**WHAT TO PRODUCE:** Return every line in the entries below where the word "requires" shows up.

**RECORDS SUPPLIED:**
PR #66, opened 2023-08-01
EVEREST-261: Initial proposal for API design changes

michal-kralik:
EVEREST-261

A couple notes:
- Create/Update/Delete API endpoints returns HTTP 200 with an empty response


maxkondr:
I will try to provide an answer from general stand point, mostly rely on API usage convenience (actually the reason why API is created) and user experience. 

> > Is the performance issue that big of an issue? Not sure about this. It seems to me like a premature optimization. On the other hand we have convenience of the API users who don't have to make an additional request to check everything is created as expected. Or in case of our frontend - to update the UI.
> 
> Performance is not the only concern. There's a couple other criteria as well:

Well, right now we don't have neither measures nor complains regarding performance. Without that it looks like a  premature optimization because we can't prove that:
- performance really becomes better after such changes
- the issue with performance is more important/valuable rather than user experience, so that we may decrease the API usage convenience level for the sake of performance improvement.
 
> * The response would be used by a negligible percentage of users. 

We don't have any statistics to claim that. 

I agree that this approach (omitting full resource in a response body) may be very beneficial in case the returned body  is completely the same as request that user sent. But in our case we have an opposite situation. Looking at `CreateDatabaseCluster` object schema:
- there is only one mandatory part of parameters - `engine`. So it can be quite common situation that user sets mandatory param only.
- in order to obtain the exact values that server decided to use for the rest of fields in `DBCluster` object user needs to send an additional request. 

This complicates the user experience since he has to do an extra actions in order to achieve his goal. 
On another hand - in case user doesn't need the response (such situations really take place) - he just ignores the body. No extra actions are required for that from user side.

> * You can always issue another GET request if you need the response

An additional request is ALWAY more expensive than returning the body (from user and server stand point):

1. user shall initiate a new request:
1.1 build request
1.2 initiate a new connection with TLS handshake. Yes, it is possible to re-use the existing connection, but this is not so widely used practise so far.
1.3 send request

2. server shall process the request:
2.1 authentication
2.1 authorization
2.3 validation
2.4 fetching the resource to return
2.5 send response

So if we are talking about general performance optimisation, we have:
- 1.1 - 1.3 + 2.1 - 2.5 actions in case of additional `GET` request
vs
- 2.4 - 2.5 actions for case of returning the resource in response.

> * Returning a response may require additional code which creates room for errors

there are actions to mitigate it: code review, tests, ...

> I understand it may look as a no-brainer at first sight to return the response, but after analyzing the use cases and the percentage of users affected, it becomes more clear this brings only marginal benefits.

Right now we try to stick to general standards/guidelines/best practises for building API and product in general. 

Returning the new object fits with the REST principle of "Uniform Interface - Manipulation of resources through representations." The complete object is the representation of the new state of the object that was created.

There is a really excellent reference for API design, here: [Best Practices for Designing a Pragmatic RESTful API](http://www.vinaysahni.com/best-practices-for-a-pragmatic-restful-api)

To sum up:
- I agree that this approach may take place
- It decreases the level of API usage conviniese
- We need to have a strong evidences that is it worth being applied here right now.

Later the situation may change and there will be a better time for considering it.
For now - let's postpone with adoption.

PR #72, opened 2023-08-04
EVEREST-173: resource usage endpoint

michal-kralik:
- Returns available and allocated resources per cluster
- Resource allocation functionality has been ported from PMM


gen1us2k (changes requested):
Thanks for the implementation. However, it misses API tests

gen1us2k (approved):

michal-kralik:
The test shall pass after https://github.com/percona/percona-everest-cli/pull/72 is merged

pkg/kubernetes/kubernetes.go
```diff
@@ -75,7 +91,21 @@ func (k *Kubernetes) ClusterName() string {
...
+	if err != nil {
+		return ClusterTypeUnknown, err
+	}
+	for _, storageClass := range storageClasses.Items {
+		if strings.Contains(storageClass.Provisioner, "aws") {
+			return ClusterTypeEKS, nil
+		}
+		if strings.Contains(storageClass.Provisioner, "minikube") ||
+			strings.Contains(storageClass.Provisioner, "kubevirt.io/hostpath-provisioner") ||
+			strings.Contains(storageClass.Provisioner, "standard") {
```
recharte, line 106: I don't think this is necessarily correct but we can fix this when we support other k8s cluster types.

recharte (approved):
I'm not really sure that this custom logic for each k8s cluster type is entirely correct but it was working for PMM and I think it serves our current needs.

pkg/kubernetes/kubernetes.go
michal-kralik: Me neither. I agree this may need a review.

PR #85, opened 2023-08-08
EVEREST-107 Fixed dev-latest build

gen1us2k:
- Fixed not found the issue for the refresh webpage
- Small refactoring after graceful shutdown implementation


api/everest.go
```diff
@@ -103,37 +107,55 @@ func (e *EverestServer) initKubeClient(ctx echo.Context, kubernetesID string) (*
...
-	httpServer.GET("/*", echo.WrapHandler(staticFilesHandler))
+	indexFS := echo.MustSubFS(public.Index, "dist")
+	// FIXME: Ideally it should be redirected to /everest/ and FE app should be served using this endpoint.
+	//
+	// We tried to do this with Fabio and FE app requires the following changes to be implemented:
+	// 1. Add basePath configuration for react router
+	// 2. Add apiUrl configuration for FE app
+	//
+	// Once it'll be implemented we can serve FE app on /everest/ location
+	e.echo.FileFS("/*", "index.html", indexFS)
```
michal-kralik, line 129: Can we instead of `/*` path use `/index.html` and `/`?

michal-kralik: What about favicon and asset manifest?

michal-kralik (dismissed):

api/everest.go
gen1us2k: No, we can't use `/index.html` or `/` because react app has its own routes (something around 8-9). So it will be a fallback for react routes. I added favicon and assets manifest

oksana-grishchenko (approved):

recharte (approved):

PR #87, opened 2023-08-08
EVEREST-107 Fixed security issues for api-tests

gen1us2k:


recharte (approved):

api-tests/package.json
```diff
@@ -24,6 +24,8 @@
   },
   "dependencies": {
     "@playwright/test": "^1.35.0",
-    "shelljs": "^0.8.5"
+    "semver": "^7.5.4",
+    "shelljs": "^0.8.5",
+    "word-wrap": "^1.2.5"
```
michal-kralik, line 29: Why do we need the new dependencies?
Anything broken with the api tests? They don't seem to be used.

michal-kralik (changes requested):

api-tests/package.json
michal-kralik: Since they're indirect, the only way to update them is to update the affected package.
I believe updating them this way makes no difference, since the affected module will use its own vulnerable version.

oksana-grishchenko (approved):
LGTM, the CI is not happy about this update though.

PR #98, opened 2023-08-09
EVEREST-233 Added backup endpoints implementation

gen1us2k:


docs/spec/openapi.yml
```diff
@@ -750,6 +752,218 @@ paths:
...
+            application/json:
+              schema:
+                $ref: '#/components/schemas/Error'
+    put:
+      tags:
+        - databaseClusterBackup
+      summary: Replace the specified cluster backup on the specified kubernetes cluster
+      description: Replace the specified cluster backup on the specified kubernetes cluster
+      operationId: updateDatabaseClusterBackup
+      parameters:
```
oksana-grishchenko, line 884: do we need the update functionality? what is the use case? I was under impression if we need another backup, we create a new one. It only has two fields - the `DBClusterName` and the `ObjectStorageName`. I understand we could provide a method just to edit the k8s CR, but it's not clear how it should work on the operator side.

docs/spec/openapi.yml
```diff
@@ -750,6 +752,218 @@ paths:
...
+          application/json:
+            schema:
+              $ref: '#/components/schemas/DatabaseClusterBackup'
+    delete:
+      tags:
+        - databaseClusterBackup
+      summary: Delete the specified cluster backup on the specified kubernetes cluster
+      description: Delete the specified cluster backup on the specified kubernetes cluster
+      operationId: deleteDatabaseClusterBackup
+      parameters:
```
oksana-grishchenko, line 935: if we need the data also deleted from the storage, which I believe is what we want to achieve, perhaps we'll need an additional effort on the operator's side to achieve this.

gen1us2k: It can be handled by upstream operators via finalizers. We can just set them. Right now we do not concern this in terms of the nearest milestone. It can be addressed later. However we have options that are easy to adopt

docs/spec/openapi.yml
gen1us2k: it will trigger reconciliation loop and change the upstream backup cr object

oksana-grishchenko: That's not the use case. I mean, what is the point of editing it at all? This is how the upstream operator's work

> You can edit statuses but once the backup started/finished/failed it doesn’t make sense to edit spec fields. Once backup is completed, the backup data won’t affected from any modifications of CR.

so I don't think why the end user would need it.

gen1us2k: removed this endpoint. Thanks for catching this

oksana-grishchenko (approved):

recharte (approved):

PR #100, opened 2023-08-10
EVEREST-270 Return 500 instead of 502 if k8s cluster is unavailable

gen1us2k:


oksana-grishchenko (approved):

public/dist/index.html
```diff
@@ -1 +1,20 @@
 
+  <!DOCTYPE html>
```
michal-kralik, line 2: Why do we need this file?

api/proxy.go
```diff
@@ -0,0 +1,105 @@
...
+		e.l.Error(err)
+		return ctx.JSON(http.StatusBadRequest, Error{
+			Message: pointer.ToString("Could not create REST transport"),
+		})
+	}
+	reverseProxy.Transport = transport
+	reverseProxy.ErrorHandler = errorHandler
+	req := ctx.Request()
+	req.URL.Path = buildProxiedURL(ctx.Request().URL.Path, kubernetesID, resourceName, cluster.Namespace)
+	req.Header.Set(everestKubernetesHeader, cluster.Name)
```
michal-kralik, line 78: Why do we set the header?

api/proxy.go
```diff
@@ -0,0 +1,105 @@
...
+	uri = strings.ReplaceAll(uri, "-", "")
+	return fmt.Sprintf("/apis/everest.percona.com/v1alpha1/namespaces/%s%s%s", namespace, uri, resourceName)
+}
+
+func errorHandler(res http.ResponseWriter, req *http.Request, err error) {
+	if errors.Is(err, syscall.ECONNREFUSED) {
+		clusterName := req.Header.Get(everestKubernetesHeader)
+		errorMessage := fmt.Sprintf("%s kubernetes cluster is unavailable", clusterName)
+		res.WriteHeader(http.StatusBadRequest)
+		b, _ := json.Marshal(Error{Message: pointer.ToString(errorMessage)}) //nolint:errchkjson
```
michal-kralik, line 100: Let's check the error please

api/proxy.go
```diff
@@ -0,0 +1,105 @@
...
+	// remove kebab-case
+	uri = strings.ReplaceAll(uri, "-", "")
+	return fmt.Sprintf("/apis/everest.percona.com/v1alpha1/namespaces/%s%s%s", namespace, uri, resourceName)
+}
+
+func errorHandler(res http.ResponseWriter, req *http.Request, err error) {
+	if errors.Is(err, syscall.ECONNREFUSED) {
+		clusterName := req.Header.Get(everestKubernetesHeader)
+		errorMessage := fmt.Sprintf("%s kubernetes cluster is unavailable", clusterName)
+		res.WriteHeader(http.StatusBadRequest)
```
michal-kralik, line 99: We shall use a different status code. This is not a bad a request since we could not connect to k8s cluster.

api/proxy.go
```diff
@@ -0,0 +1,105 @@
...
+	// cut the resource name if present
+	uri = strings.TrimSuffix(uri, resourceName)
+
+	// remove kebab-case
+	uri = strings.ReplaceAll(uri, "-", "")
+	return fmt.Sprintf("/apis/everest.percona.com/v1alpha1/namespaces/%s%s%s", namespace, uri, resourceName)
+}
+
+func errorHandler(res http.ResponseWriter, req *http.Request, err error) {
+	if errors.Is(err, syscall.ECONNREFUSED) {
```
michal-kralik, line 96: Let's please include other reasons for errors, such as timeouts, etc.

api/proxy.go
```diff
@@ -0,0 +1,105 @@
...
+		clusterName := req.Header.Get(everestKubernetesHeader)
+		errorMessage := fmt.Sprintf("%s kubernetes cluster is unavailable", clusterName)
+		res.WriteHeader(http.StatusBadRequest)
+		b, _ := json.Marshal(Error{Message: pointer.ToString(errorMessage)}) //nolint:errchkjson
+		res.Write(b)                                                         //nolint:errcheck,gosec
```
michal-kralik, line 101: Let's please check the error

api/proxy.go
```diff
@@ -0,0 +1,105 @@
...
+func buildProxiedURL(uri, kubernetesID, resourceName, namespace string) string {
+	// cut the /kubernetes part
+	uri = strings.TrimPrefix(uri, "/v1/kubernetes/"+kubernetesID)
+
+	// cut the resource name if present
+	uri = strings.TrimSuffix(uri, resourceName)
+
+	// remove kebab-case
+	uri = strings.ReplaceAll(uri, "-", "")
+	return fmt.Sprintf("/apis/everest.percona.com/v1alpha1/namespaces/%s%s%s", namespace, uri, resourceName)
```
michal-kralik, line 92: We don't properly sanitize the url components. This opens us to url attacks. Let's please sanitize the values.

api/proxy.go
```diff
@@ -0,0 +1,105 @@
...
+func errorHandler(res http.ResponseWriter, req *http.Request, err error) {
+	if errors.Is(err, syscall.ECONNREFUSED) {
+		clusterName := req.Header.Get(everestKubernetesHeader)
+		errorMessage := fmt.Sprintf("%s kubernetes cluster is unavailable", clusterName)
+		res.WriteHeader(http.StatusBadRequest)
+		b, _ := json.Marshal(Error{Message: pointer.ToString(errorMessage)}) //nolint:errchkjson
+		res.Write(b)                                                         //nolint:errcheck,gosec
+	}
+	// Keeping default behavior of error handler
+	res.WriteHeader(http.StatusBadGateway)
```
michal-kralik, line 104: Since we're handling errors, let's please return a meaningful default error.

michal-kralik (changes requested):

api/proxy.go
gen1us2k: So we can get the name from the header for a kubernetes cluster.

michal-kralik: there's no benefit in storing it in the header

gen1us2k: What alternatives do you see?

api/proxy.go
gen1us2k: namespace comes from the db and we do sanitization before storing it. As for other params we have this covered by oapi

michal-kralik: Can you please point me to the part of code which sanitizes `resourceName`? I could not find it.

api/proxy.go
michal-kralik: In case we need the cluster name for any purposes, we shall pass it to the function which requires it instead of modifying the headers. In this case it would be `errorHandler`.

api/proxy.go
```diff
@@ -93,13 +95,25 @@ func buildProxiedURL(uri, kubernetesID, resourceName, namespace string) string {
...
 func errorHandler(res http.ResponseWriter, req *http.Request, err error) {
-	if errors.Is(err, syscall.ECONNREFUSED) {
-		clusterName := req.Header.Get(everestKubernetesHeader)
-		errorMessage := fmt.Sprintf("%s kubernetes cluster is unavailable", clusterName)
-		res.WriteHeader(http.StatusBadRequest)
-		b, _ := json.Marshal(Error{Message: pointer.ToString(errorMessage)}) //nolint:errchkjson
-		res.Write(b)                                                         //nolint:errcheck,gosec
+	logger := logger.MustInitLogger()
+
+	defer logger.Sync()
```
michal-kralik, line 100: We already have the logger initialized, why do we need to initialize it again?

api/proxy.go
```diff
@@ -93,13 +95,25 @@ func buildProxiedURL(uri, kubernetesID, resourceName, namespace string) string {
...
+	clusterName := req.Header.Get(everestKubernetesHeader)
+	errorMessage := fmt.Sprintf("%s kubernetes cluster is unavailable", clusterName)
+	b, err := json.Marshal(Error{Message: pointer.ToString(errorMessage)})
+	if err != nil {
+		logger.Error(err.Error())
+	}
+	if errors.Is(err, syscall.ECONNREFUSED) || errors.Is(err, os.ErrDeadlineExceeded) {
```
michal-kralik, line 107: This will never be true, because you're checking an error from `json.Marshal`.

michal-kralik (changes requested):

api/proxy.go
gen1us2k: because net/http.Proxy does not know anything about it

gen1us2k: We can use fmt.Println instead

api/proxy.go
gen1us2k: I don't want to implement a custom proxy just to store it using variable names and make it thread-safe. Storing the k8s name in headers is just the simplest solution we can have right now because proxy.ErrorHandler and other structs have their own signature we need to follow. As another solution, we can pass the name to a function that returns the handler but I'm not sure that it will work reliably keeping in mind multik8s support

gen1us2k: So a benefit of using headers is that it's a thread-safe, simple solution without any wrappers around the standard and implemented stuff we use.

api/proxy.go
```diff
@@ -0,0 +1,111 @@
...
+	}
+	return func(res http.ResponseWriter, req *http.Request, err error) {
+		if errors.Is(err, syscall.ECONNREFUSED) || errors.Is(err, os.ErrDeadlineExceeded) {
+			res.WriteHeader(http.StatusInternalServerError)
+			if _, err := res.Write(b); err != nil {
+				logger.Error(err.Error())
+			}
+			return
+		}
+		res.WriteHeader(http.StatusBadGateway)
```
michal-kralik, line 106: As mentioned in the original comment, let's please handle the default error in a consistent manner by returning `{message:""}` json object with a meaningful error message.

api/proxy.go
michal-kralik: The middleware validates if the `name` parameter is present. It does not perform any sanitization.
As far as I know it does not check if the resource name is not for example `../name`
Happy to explain how this can be misused over Slack if needed.

michal-kralik (changes requested):

api/proxy.go
gen1us2k: It returns it

api/proxy.go
gen1us2k: This is out of the scope of this PR. I'll create a new ticket for that

api/proxy.go
gen1us2k: line 107

recharte: @gen1us2k it seems to me that in line 107 we'll return "%s kubernetes cluster is unavailable" just like in line 101. Am I missing something?

gen1us2k: https://github.com/percona/percona-everest-backend/blob/657580afe828def96fd3d01fa7988d974ce7abb6/api/proxy.go#L106-L109

recharte: Yes, but what's the content of `b`? It seems to me like it will always be "%s kubernetes cluster is unavailable" regardless of returning 500 (line 101) or 502 (line 107)

gen1us2k: Yep. Because when errorHandler is being called it means that k8s cluster is unavailable anyway

recharte: In that case why use 500 for `syscall.ECONNREFUSED` and `os.ErrDeadlineExceeded` and 502 for everything else?

gen1us2k: FE handles 500 only afaik and the webpage hangs and do not inform the end-user on 502 error

api/proxy.go
michal-kralik: Please link it here for reference

michal-kralik (dismissed):
Let's please resolve the pending conversations about a security issue ticket and default error being handled properly.

api/proxy.go
gen1us2k: Let's see it in the future. Right now the issue with 502

gen1us2k: It returns 500 in every scenario. I wanted to return 502 for some other unhandled cases to keep the default behavior of HttpSingleHostProxy

PR #101, opened 2023-08-10
EVEREST-204 Edit BackupStorages

oksana-grishchenko:
EVEREST-204 

**What's new**

When a Backup storage is updated, the related CRs (ObjectStorages, Secrets) are updated in k8s too.


gen1us2k (approved):

api/backup_storage.go
```diff
@@ -247,11 +248,24 @@ func (e *EverestServer) UpdateBackupStorage(ctx echo.Context, backupStorageName
 		return ctx.JSON(http.StatusInternalServerError, Error{Message: pointer.ToString(err.Error())})
 	}
 
+	tx := e.storage.Begin(c)
```
michal-kralik, line 251: We're creating a tx but not using it later. The `tx.Rollback()` will have no effect.

api/backup_storage.go
```diff
@@ -396,3 +410,30 @@ func (e *EverestServer) updateBackupStorage(
...
+		everestClient, err := kubernetes.NewFromSecretsStorage(c, e.secretsStorage, k.ID, k.Namespace, e.l)
+		if err != nil {
+			return errors.Wrapf(err, "could not create Kubernetes client for %s", k.Name)
+		}
+
+		err = everestClient.UpdateObjectStorage(c, k.Namespace, bs, secretData)
+		if err != nil {
+			return errors.Wrapf(err, "could not update ObjectStorage %s", bs.Name)
+		}
+	}
```
michal-kralik, line 436: We shall reconsider this logic.
In case one of the k8s cluster updates fail, we end up in an inconsistent state, where some clusters have been updated, while others were not.

michal-kralik (changes requested):

api/backup_storage.go
oksana-grishchenko: @michal-kralik  what do you mean? `tx.Rollback()` is called to rollback the changes in case the k8s objects are failed to be updated, the `tx.Commit()` is called if the changes were applied successfully.

api/backup_storage.go
oksana-grishchenko: The multi-k8s support for BackupStorages is gonna be resolved in the scope of EVEREST-257. I agree the storages needs to be consistent across all k8s clusters for all methods we have.

michal-kralik: Since it's not part of this this ticket, can we remove this functionality? In this state, I believe it's broken and will cause issues.

api/backup_storage.go
michal-kralik: That's true, however in order to execute a query within a transaction, you need to call methods on the `tx` object.
See https://gorm.io/docs/transactions.html for more details.
Happy to jump on a call to explain in more detail if needed.

michal-kralik (changes requested):
We shall address outstanding conversations.

api/backup_storage.go
oksana-grishchenko: The approach however works for a single k8s cluster that we support now. So to address the concern regarding inconsistent state in case of an error for multi k8s, the method now throws an error in case there are several k8s clusters, so we can keep the value for single cluster and prevent inconsistence for multiple. Wdyt?

michal-kralik: I think it's more consistent with the single k8s cluster approach we have.

michal-kralik (approved):
Looks great, thank you

PR #102, opened 2023-08-11
EVEREST-248 Make kubernetes error messages userfriendly

gen1us2k:
https://jira.percona.com/browse/EVEREST-248

PR based on the changes in https://github.com/percona/percona-everest-backend/pull/100


michal-kralik (changes requested):
Let's please address comments in #100 first

api/proxy.go
```diff
@@ -86,6 +109,51 @@ func buildProxiedURL(uri, kubernetesID, resourceName, namespace string) string {
 	return fmt.Sprintf("/apis/everest.percona.com/v1alpha1/namespaces/%s%s%s", namespace, uri, resourceName)
 }
 
+func everestModifier(resp *http.Response) error {
```
recharte, line 112: I think we should rename this function to something more meaningful, it should allude to the modification it does which is this case is to change the status message if we face an error.
Something like
```suggestion
func mapStatusMessageCRDsOnError(resp *http.Response) error {
```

**EXERCISE SOLUTION:**
+	// We tried to do this with Fabio and FE app requires the following changes to be implemented:
michal-kralik: In case we need the cluster name for any purposes, we shall pass it to the function which requires it instead of modifying the headers. In this case it would be `errorHandler`.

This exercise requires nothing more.